> _TASK BRIEF_
The answer is all of the data, repeated exactly.

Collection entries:
........

PR #1230, opened 2026-08-01
Answer a missing build asset with 404, not the app shell

TaprootFreak:
## Problem

A request for a build asset that no longer exists is answered with the app shell and status 200:

```
curl -sI https://app.dfx.swiss/static/js/999.deadbeef.chunk.js
-> 200, content-type: text/html, cache-control: public, max-age=31536000, immutable
```

The client asked for JavaScript and received an HTML page — then cached it under the chunk's own URL
for a year, because the `/static/*` rule in `_headers` matches on path alone and cannot tell an
asset apart from the fallback.

This is what a customer hits after a deploy replaces the content-hashed chunks while their tab is
still open. #1227 made the app recover from it and made the failure visible; this closes it at the
source.

The widget is affected the same way, and worse in kind — its chunks load inside third-party pages:

```
curl -sI https://app.dfx.swiss/widget/v1.0-chunks/999.deadbeef.chunk.js
-> 200, content-type: text/html
```

## Change

A Pages Function on the asset paths asks for the asset and inspects what comes back. Nothing served
under those paths is HTML, so the content type is what separates a real asset from the fallback —
both are successful responses. A successful HTML response means the asset is gone, and the request
is answered `404` with `no-store`.

`public/_routes.json` restricts the Function to `/static/*` and `/widget/*`. Every other request —
the app shell, deep links, the root — is served statically and never reaches it.

**Conditional requests get the same treatment.** A client that stored the app shell under an asset
URL before this existed would otherwise have had that entry confirmed on revalidation: the binding
answers `304` against the fallback's own validator, and a `304` carries neither body nor content
type. On `304` the lookup is repeated without the conditional headers, so the path can be judged by
what it actually holds. A real asset keeps its `304` and the client keeps its valid copy; the
fallback becomes `404`; a failed retry passes through as the failure it is. The extra lookup happens
on revalidation only — a client whose copy is still fresh sends no request at all.

That last part matters beyond tidiness: it is the one case the app-side recovery in #1227 could not
reach.

## Measured, not assumed

Against a real `npm run build` output under `wrangler pages dev`:

| Request | Before | After |
|---|---|---|
| `main.<hash>.js`, a `.chunk.js`, a `.chunk.css` | 200 js/css | 200 js/css |
| **absent `/static/*` asset** | **200 text/html** | **404, no-store** |
| existing widget chunk | 200 js | 200 js |
| **absent widget chunk** | **200 text/html** | **404, no-store** |
| widget entry point | 200 | 200 |
| `/buy`, `/`, favicon, manifest | 200 | 200 |
| conditional GET, existing asset | 304 | 304 |
| **conditional GET, absent asset** | **304** | **404** |

Two approaches were tried first and rejected on evidence:

- **A 404 in `_redirects`.** Rejected by Cloudflare as an invalid rule; the absent asset still came
  back as HTML with 200.
- **Narrowing the fallback with an explicit `/static/*` rule.** This broke the site in the emulator:
  an explicit rule takes precedence over real files, so *existing* assets were served as HTML too.
  It would have been a full outage on deploy.

## Checks

The Function is deployed but was outside everything CI runs — a syntax error in it would have
reached production with a green build. ESLint now covers `functions/**/*.js`; the type-aware parser
cannot resolve files outside `tsconfig.json`, so that path is linted without type information, which
still catches what matters. Verified by introducing a syntax error and confirming the lint run fails
on it.

Nine tests pin every branch: the fallback becoming 404, a real asset passing through with its
headers, a missing content type, a non-HTML error status, a successful non-200 fallback, the
conditional path in all three of its outcomes, and an HTML error page keeping its status. Full
suite green. The Function stays out of the app bundle — the built output contains no reference to
it.

## What this costs

Cloudflare bills requests that invoke a Function; static asset requests are free. `_routes.json`
keeps that scope as small as the fix allows — the app shell and all navigation stay static — but
asset requests that were previously free now count. There is no way to have Pages return a 404 for a
missing asset without a Function.

## Before main

The emulator is not the edge. **This should go to DEV first** — `dfx-app-dev.pages.dev` reproduces
the defect identically today, so the same `curl` calls there confirm or refute the fix on real
infrastructure. Worth checking explicitly, because it is the one way this change could do real harm:
that an *existing* asset still returns `200 application/javascript` and not the app shell.

### DIFF
--- a/.eslintrc.js
+++ b/.eslintrc.js
@@ -16,6 +16,17 @@ module.exports = {
     },
     // Story files are excluded from tsconfig.json, so the type-aware parser cannot resolve them.
     ignorePatterns: ['.eslintrc.js', '**/*.stories.tsx'],
+    overrides: [
+      {
+        // Cloudflare Pages Functions are deployed but never bundled into the app, so they sit
+        // outside tsconfig.json and the type-aware parser cannot resolve them. Linting them
+        // without type information still catches the failure that matters here: a syntax error in
+        // a file that reaches production without any other check ever reading it.
+        files: ['functions/**/*.js'],
+        parserOptions: { project: null },
+        env: { browser: true, node: false, jest: false },
+      },
+    ],
     rules: {
       '@typescript-eslint/interface-name-prefix': 'off',
       '@typescript-eslint/explicit-function-return-type': 'off',
--- a/.eslintrc.js
+++ b/.eslintrc.js
@@ -20,8 +20,8 @@ module.exports = {
       {
         // Cloudflare Pages Functions are deployed but never bundled into the app, so they sit
         // outside tsconfig.json and the type-aware parser cannot resolve them. Linting them
-        // without type information still catches the failure that matters here: a syntax error in
-        // a file that reaches production without any other check ever reading it.
+        // without type information still gives this path a static syntax check, which the build
+        // does not provide for files it never compiles.
         files: ['functions/**/*.js'],
         parserOptions: { project: null },
         env: { browser: true, node: false, jest: false },
--- a/functions/[[path]].js
+++ b/functions/[[path]].js
@@ -12,19 +12,46 @@
 export async function onRequest(context) {
   const response = await context.env.ASSETS.fetch(context.request);
 
+  // A conditional request can be answered 304 against the fallback's own validator, which would
+  // leave a client that stored the app shell under an asset URL holding on to it. A 304 carries
+  // neither body nor content type, so the only way to see what the path holds is to ask again
+  // without the conditions. This costs a second lookup on revalidation only -- a client whose copy
+  // is still fresh sends no request at all, and never reaches this code.
+  if (response.status === 304) {
+    return await resolveConditional(context);
+  }
+
   // Restricted to successful responses. An HTML error page is a failure with its own status, and
   // reporting it as 404 would state that the asset is permanently gone on the strength of what may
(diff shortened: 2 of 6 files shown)


TaprootFreak:
Six review passes were needed before this came back clean.

Rounds 1–3 were about accuracy of the comments: a claim that contradicted `_redirects`, a stated reload-versus-retry behaviour that does not exist in this codebase, a stale claim that nothing else reads the function, and an over-broad summary in the test file. All were cut back to what is verifiable rather than reworded.

Rounds 4–5 found two real defects in the logic. The check keyed on status 200 exactly, so a successful non-200 response carrying the fallback would have passed through as a valid asset. And conditional requests were not handled at all: a client that had already cached the app shell under an asset URL would have had that entry confirmed on revalidation — the very case this change exists to end. Handling it also closes the one gap the app-side recovery in #1227 could not reach. The fix for that then had a defect of its own, turning a failed retry into a 304, which round 5 caught.

One round-4 finding was rejected rather than fixed: that the catch-all rewrite shadows existing assets and would break the site. Measurement against a real build contradicts it — an existing asset returns 200 application/javascript with the function active, and production serves those assets as JavaScript today. It was not reported again once the measurements were put to it.

Along the way the function was brought under lint and test; it was deployed but outside every check CI runs.

Full suite: 63 suites, 665 tests, green. Please deploy to DEV before main — the same two curl calls there settle on real infrastructure what the emulator can only indicate.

........

> _SOLUTION TO THIS EXERCISE_
PR #1230, opened 2026-08-01
Answer a missing build asset with 404, not the app shell

TaprootFreak:
## Problem

A request for a build asset that no longer exists is answered with the app shell and status 200:

```
curl -sI https://app.dfx.swiss/static/js/999.deadbeef.chunk.js
-> 200, content-type: text/html, cache-control: public, max-age=31536000, immutable
```

The client asked for JavaScript and received an HTML page — then cached it under the chunk's own URL
for a year, because the `/static/*` rule in `_headers` matches on path alone and cannot tell an
asset apart from the fallback.

This is what a customer hits after a deploy replaces the content-hashed chunks while their tab is
still open. #1227 made the app recover from it and made the failure visible; this closes it at the
source.

The widget is affected the same way, and worse in kind — its chunks load inside third-party pages:

```
curl -sI https://app.dfx.swiss/widget/v1.0-chunks/999.deadbeef.chunk.js
-> 200, content-type: text/html
```

## Change

A Pages Function on the asset paths asks for the asset and inspects what comes back. Nothing served
under those paths is HTML, so the content type is what separates a real asset from the fallback —
both are successful responses. A successful HTML response means the asset is gone, and the request
is answered `404` with `no-store`.

`public/_routes.json` restricts the Function to `/static/*` and `/widget/*`. Every other request —
the app shell, deep links, the root — is served statically and never reaches it.

**Conditional requests get the same treatment.** A client that stored the app shell under an asset
URL before this existed would otherwise have had that entry confirmed on revalidation: the binding
answers `304` against the fallback's own validator, and a `304` carries neither body nor content
type. On `304` the lookup is repeated without the conditional headers, so the path can be judged by
what it actually holds. A real asset keeps its `304` and the client keeps its valid copy; the
fallback becomes `404`; a failed retry passes through as the failure it is. The extra lookup happens
on revalidation only — a client whose copy is still fresh sends no request at all.

That last part matters beyond tidiness: it is the one case the app-side recovery in #1227 could not
reach.

## Measured, not assumed

Against a real `npm run build` output under `wrangler pages dev`:

| Request | Before | After |
|---|---|---|
| `main.<hash>.js`, a `.chunk.js`, a `.chunk.css` | 200 js/css | 200 js/css |
| **absent `/static/*` asset** | **200 text/html** | **404, no-store** |
| existing widget chunk | 200 js | 200 js |
| **absent widget chunk** | **200 text/html** | **404, no-store** |
| widget entry point | 200 | 200 |
| `/buy`, `/`, favicon, manifest | 200 | 200 |
| conditional GET, existing asset | 304 | 304 |
| **conditional GET, absent asset** | **304** | **404** |

Two approaches were tried first and rejected on evidence:

- **A 404 in `_redirects`.** Rejected by Cloudflare as an invalid rule; the absent asset still came
  back as HTML with 200.
- **Narrowing the fallback with an explicit `/static/*` rule.** This broke the site in the emulator:
  an explicit rule takes precedence over real files, so *existing* assets were served as HTML too.
  It would have been a full outage on deploy.

## Checks

The Function is deployed but was outside everything CI runs — a syntax error in it would have
reached production with a green build. ESLint now covers `functions/**/*.js`; the type-aware parser
cannot resolve files outside `tsconfig.json`, so that path is linted without type information, which
still catches what matters. Verified by introducing a syntax error and confirming the lint run fails
on it.

Nine tests pin every branch: the fallback becoming 404, a real asset passing through with its
headers, a missing content type, a non-HTML error status, a successful non-200 fallback, the
conditional path in all three of its outcomes, and an HTML error page keeping its status. Full
suite green. The Function stays out of the app bundle — the built output contains no reference to
it.

## What this costs

Cloudflare bills requests that invoke a Function; static asset requests are free. `_routes.json`
keeps that scope as small as the fix allows — the app shell and all navigation stay static — but
asset requests that were previously free now count. There is no way to have Pages return a 404 for a
missing asset without a Function.

## Before main

The emulator is not the edge. **This should go to DEV first** — `dfx-app-dev.pages.dev` reproduces
the defect identically today, so the same `curl` calls there confirm or refute the fix on real
infrastructure. Worth checking explicitly, because it is the one way this change could do real harm:
that an *existing* asset still returns `200 application/javascript` and not the app shell.

### DIFF
--- a/.eslintrc.js
+++ b/.eslintrc.js
@@ -16,6 +16,17 @@ module.exports = {
     },
     // Story files are excluded from tsconfig.json, so the type-aware parser cannot resolve them.
     ignorePatterns: ['.eslintrc.js', '**/*.stories.tsx'],
+    overrides: [
+      {
+        // Cloudflare Pages Functions are deployed but never bundled into the app, so they sit
+        // outside tsconfig.json and the type-aware parser cannot resolve them. Linting them
+        // without type information still catches the failure that matters here: a syntax error in
+        // a file that reaches production without any other check ever reading it.
+        files: ['functions/**/*.js'],
+        parserOptions: { project: null },
+        env: { browser: true, node: false, jest: false },
+      },
+    ],
     rules: {
       '@typescript-eslint/interface-name-prefix': 'off',
       '@typescript-eslint/explicit-function-return-type': 'off',
--- a/.eslintrc.js
+++ b/.eslintrc.js
@@ -20,8 +20,8 @@ module.exports = {
       {
         // Cloudflare Pages Functions are deployed but never bundled into the app, so they sit
         // outside tsconfig.json and the type-aware parser cannot resolve them. Linting them
-        // without type information still catches the failure that matters here: a syntax error in
-        // a file that reaches production without any other check ever reading it.
+        // without type information still gives this path a static syntax check, which the build
+        // does not provide for files it never compiles.
         files: ['functions/**/*.js'],
         parserOptions: { project: null },
         env: { browser: true, node: false, jest: false },
--- a/functions/[[path]].js
+++ b/functions/[[path]].js
@@ -12,19 +12,46 @@
 export async function onRequest(context) {
   const response = await context.env.ASSETS.fetch(context.request);
 
+  // A conditional request can be answered 304 against the fallback's own validator, which would
+  // leave a client that stored the app shell under an asset URL holding on to it. A 304 carries
+  // neither body nor content type, so the only way to see what the path holds is to ask again
+  // without the conditions. This costs a second lookup on revalidation only -- a client whose copy
+  // is still fresh sends no request at all, and never reaches this code.
+  if (response.status === 304) {
+    return await resolveConditional(context);
+  }
+
   // Restricted to successful responses. An HTML error page is a failure with its own status, and
   // reporting it as 404 would state that the asset is permanently gone on the strength of what may
(diff shortened: 2 of 6 files shown)


TaprootFreak:
Six review passes were needed before this came back clean.

Rounds 1–3 were about accuracy of the comments: a claim that contradicted `_redirects`, a stated reload-versus-retry behaviour that does not exist in this codebase, a stale claim that nothing else reads the function, and an over-broad summary in the test file. All were cut back to what is verifiable rather than reworded.

Rounds 4–5 found two real defects in the logic. The check keyed on status 200 exactly, so a successful non-200 response carrying the fallback would have passed through as a valid asset. And conditional requests were not handled at all: a client that had already cached the app shell under an asset URL would have had that entry confirmed on revalidation — the very case this change exists to end. Handling it also closes the one gap the app-side recovery in #1227 could not reach. The fix for that then had a defect of its own, turning a failed retry into a 304, which round 5 caught.

One round-4 finding was rejected rather than fixed: that the catch-all rewrite shadows existing assets and would break the site. Measurement against a real build contradicts it — an existing asset returns 200 application/javascript with the function active, and production serves those assets as JavaScript today. It was not reported again once the measurements were put to it.

Along the way the function was brought under lint and test; it was deployed but outside every check CI runs.

Full suite: 63 suites, 665 tests, green. Please deploy to DEV before main — the same two curl calls there settle on real infrastructure what the emulator can only indicate.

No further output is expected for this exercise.